Gemmocystis

Scientific classification
- Domain: Eukaryota
- Clade: Sar
- Clade: Alveolata
- Phylum: Apicomplexa
- Class: Conoidasida
- Subclass: Coccidia
- Family: Gemmocystidae Upton & Peters 1986
- Genus: Gemmocystis Upton & Peters 1986
- Species: G. cylindrus
- Binomial name: Gemmocystis cylindrus Upton & Peters 1986

= Gemmocystis =

- Genus: Gemmocystis
- Species: cylindrus
- Authority: Upton & Peters 1986
- Parent authority: Upton & Peters 1986

Genus of single-celled organisms

Gemmocystis is a genus of apicomplexans.

This genus is parasitic on scleractinian corals (Agaricia agaricites, Dendrogyra cylindrus, Diploria strigosa, Meandrina meandrites, Montastraea cavernosa, Porites astreoides, Porites porites) and is found in the Caribbean. Very little is known about the species in this genus.

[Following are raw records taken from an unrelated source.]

PR #12331, opened 2026-02-11
feat(setup): Improve branch mode validation in project setup check

### LINKED ISSUE #12283: but resolve finish fails with 'No default target branch set' while on gitbutler/edit

krlvi:
Related to https://github.com/gitbutlerapp/gitbutler/pull/12323
Fixes #12283
Fixes #12312

### DIFF
--- a/crates/but/src/command/legacy/setup.rs
+++ b/crates/but/src/command/legacy/setup.rs
@@ -6,6 +6,7 @@ use but_core::{
 };
 use but_ctx::Context;
 use colored::Colorize;
+use gitbutler_operating_modes::OperatingMode;
 use serde::Serialize;
 
 use crate::utils::OutputChannel;
@@ -396,8 +397,17 @@ More info: https://docs.gitbutler.com/workspace-branch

Gemmocystis cylindrus was isolated from within the gastrodermal cells of the mesenterial filaments of the coral. Only the oocysts and released sporozoites have been described. The parasites were isolated from bleached coral but their role if any in this sign is not known.

==Taxonomy==
There is only one species known in this genus.